The last point relates to the tension around how much DataFrames.jl should follow a Unix convention do one thing, and do it right vs the approach where we would like to see it as a Swiss Army knife for all tabular data manipulation tasks. There are pros and cons of both approaches and soon I will write a separate post explaining my current thinking about this issue.

What is next?

In the conclusion I would like to write what to expect in DataFrames.jl development in the coming months.

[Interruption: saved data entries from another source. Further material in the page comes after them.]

PR #5478, opened 2020-03-12
userns: support --userns=auto

giuseppe:
automatically pick an empty range and create an user namespace for the                                                  container.

### DIFF
--- a/docs/source/markdown/podman-create.1.md
+++ b/docs/source/markdown/podman-create.1.md
@@ -823,6 +823,7 @@ The following examples are all valid:
 
 Without this argument the command will be run as root in the container.
 
+**--userns**=*auto*[:OPTIONS]
 **--userns**=*host*
 **--userns**=*keep-id*
 **--userns**=container:container
@@ -831,6 +832,11 @@ Without this argument the command will be run as root in the container.
 
 Set the user namespace mode for the container.  It defaults to the **PODMAN_USERNS** environment variable.  An empty value means user namespaces are disabled.
 
+
+- `auto`: automatically create a namespace.  It is possible to specify other options to `auto`.  The supported options are
+  **size=SIZE** to specify an explicit size for the automatic user namespace.  e.g. `--userns=auto:size=8192`.  If `size` is not specified, `auto` will guess a size for the user namespace.
+  **uidmapping=HOST_UID:CONTAINER_UID:SIZE** to force a UID mapping to be present in the user namespace.
+  **gidmapping=HOST_UID:CONTAINER_UID:SIZE** to force a GID mapping to be present in the user namespace.
 - `container`: join the user namespace of the specified container.
 - `host`: run in the user namespace of the caller. This is the default if no user namespace options are set. The processes running in the container will have the same privileges on the host as any other process launched by the calling user.
 - `keep-id`: creates a user namespace where the current rootless user's UID:GID are mapped to the same values in the container. This option is ignored for containers created by the root user.
--- a/docs/source/markdown/podman-run.1.md
+++ b/docs/source/markdown/podman-run.1.md
@@ -862,10 +862,14 @@ Sets the username or UID used and optionally the groupname or GID for the specif
 
 Without this argument the command will be run as root in the container.
 
-**--userns**=**host**|**keep-id**|**container:**_id_|**ns:**_namespace_
+**--userns**=**auto**|**host**|**keep-id**|**container:**_id_|**ns:**_namespace_
 
 Set the user namespace mode for the container.  It defaults to the **PODMAN_USERNS** environment variable.  An empty value means user namespaces are disabled.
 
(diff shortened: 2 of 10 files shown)


libpod/runtime_ctr.go
```diff
@@ -872,3 +874,89 @@ func (r *Runtime) PruneContainers(filterFuncs []ContainerFilter) (map[string]int
...
+		totalgid += g.Size
+	}
+
+	u := []idtools.IDMap{{ContainerID: 0, HostID: 1, Size: totaluid}}
+	g := []idtools.IDMap{{ContainerID: 0, HostID: 1, Size: totalgid}}
+	return u, g, nil
+}
+
+// GetAutoUserNS creates an automatic user namespace
+func GetAutoUserNS(size int, imageName string, rt *Runtime) (*storage.IDMappingOptions, error) {
```
mheon: Why is size signed? Unsigned seems like it would make more sense.

giuseppe: I've picked `int` only because it is the same type used by `IDMap` in containers/storage:

```
type IDMap struct {
	ContainerID int `json:"container_id"`
	HostID      int `json:"host_id"`
	Size        int `json:"size"`
}
```

giuseppe:
tests added, ready to review

cmd/podman/shared/create.go
```diff
@@ -180,6 +181,40 @@ func CreateContainer(ctx context.Context, c *GenericCLIResults, runtime *libpod.
 	if err != nil {
 		return nil, nil, err
 	}
+	usernsMode := ns.UsernsMode(c.String("userns"))
+	if !usernsMode.IsHost() {
+		config, err := runtime.GetConfig()
+		if err != nil {
+			return nil, nil, err
+		}
+		graphLock, err := storage.GetLockfile(filepath.Join(config.TmpDir, "userns.lock"))
```
rhatdan: Should this be moved into the storage layer?

libpod/runtime_ctr.go
rhatdan: I think this should be a function in container storage.  We might want to deal with this in Buildah and definitely will want to deal with this in CRI-O.

rhatdan:
The Used ranges of UIDs has to be recorded inside of containers/storage.  Is that happening? 
The maximum range has to be allocated from /etc/subuid and /etc/subgid.
My idea would be to have podman/CRI-o/Buildah installs reserve containers in /etc/subuid and /etc/subgid 

cat /etc/subuid
3267:100000:65536
ashleycui:200000:65536
containers:2147483646:2147483648


Then container storage would use from this range.
We have to guarantee that each container gets a different range then every other container created in container storage.
Also I would like to see us have tools in container/storage to figure out the minimum size of uids, by both getting the max UID in the storage layers, as well as reading /etc/passwd?

giuseppe:
> The Used ranges of UIDs has to be recorded inside of containers/storage. Is that happening?

I'll need to move the logic down to containers/storage.  It is not currently done.



> cat /etc/subuid
> 3267:100000:65536
> ashleycui:200000:65536
> containers:2147483646:2147483648

that means we create a new user "containers"?  Shouldn't it be assigned to root?

```
root:2147483646:2147483648
```

rhatdan:
No I think it should be just on containers, or maybe we put an invalid users name, so a user named containers could still be added.

"container auto ranges"

Bottom line we need to make sure useradd and systemd do not overlay with the range we have allocated.

docs/source/markdown/podman-create.1.md
```diff
@@ -821,13 +821,15 @@ The following examples are all valid:
...
 
+**--userns**=*auto*
 **--userns**=*host*
 **--userns**=*keep-id*
 **--userns**=container:container
 **--userns**=*ns:my_namespace*
 
 Set the user namespace mode for the container.  It defaults to the **PODMAN_USERNS** environment variable.  An empty value means user namespaces are disabled.
 
+- `auto`: automatically create a namespace.  It is possible to specify other options to `auto`.  The only option supported currently is `size`, e.g. `--userns=auto:size=8192`.  If `size` is not specified, `auto` will automatically create a namespace with 4096 IDs available.
```
rhatdan: Should probably reference the storage.conf setting for the 4096 IDs.  Also need to eventually mention that this is the greater of this number versus the minimum number required by the image.

giuseppe: I've changed this part as it is not correct anymore.  I've done more changes on the containers/storage side.

giuseppe:
tests are green

giuseppe:
updated to containers/storage 1.18.1

giuseppe:
we need a new containers/common as well

vrothberg:
@giuseppe are we ready to go?

giuseppe:
> @giuseppe are we ready to go?

yes! :rocket:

Please consider it as my personal view as the community might disagree:

In 1-2 months we shall have a 0.22 release that will introduce new breaking changes.
The 1.0 release will probably happen in the early 2021 with a major target that it would incorporate performance improvement fixes.

Now what is the rationale behind this:

In 0.21 there were found several corner cases of functionality that we should change (like making sure transform does not reorder existing columns and properly handles data frames with zero rows, see this PR for details). So we need a minor release relatively soon.
When introducing performance fixes we might need to change how rows of the the requested operations are ordered (e.g. in joins). This means that making performance improvements might introduce changes that will be breaking. And we should not expect to fix all performance issues (e.g. providing a decent threading support) sooner than in the end of 2020 and then such things require detailed tests, as usually the algorithms that are fast are complex.

Having said that I am committed to the contract we have stated when releasing 0.21 version that we do not want to be breaking after this release. Therefore, as users you can expect that this promise is taken very seriously and if we break something there is a strong reason for it. In particular I very strongly want to avoid API breakage (we rather can extend it, but not break things that already worked). However, things that might be broken, as you see from this post, is what is the column or row order of the result of some operations (so in a sense — from a data base perspective these things mostly would not be considered as breaking, but as DataFrames.jl is seen as a matrix-like structure by some operations in user’s code row and column order matters).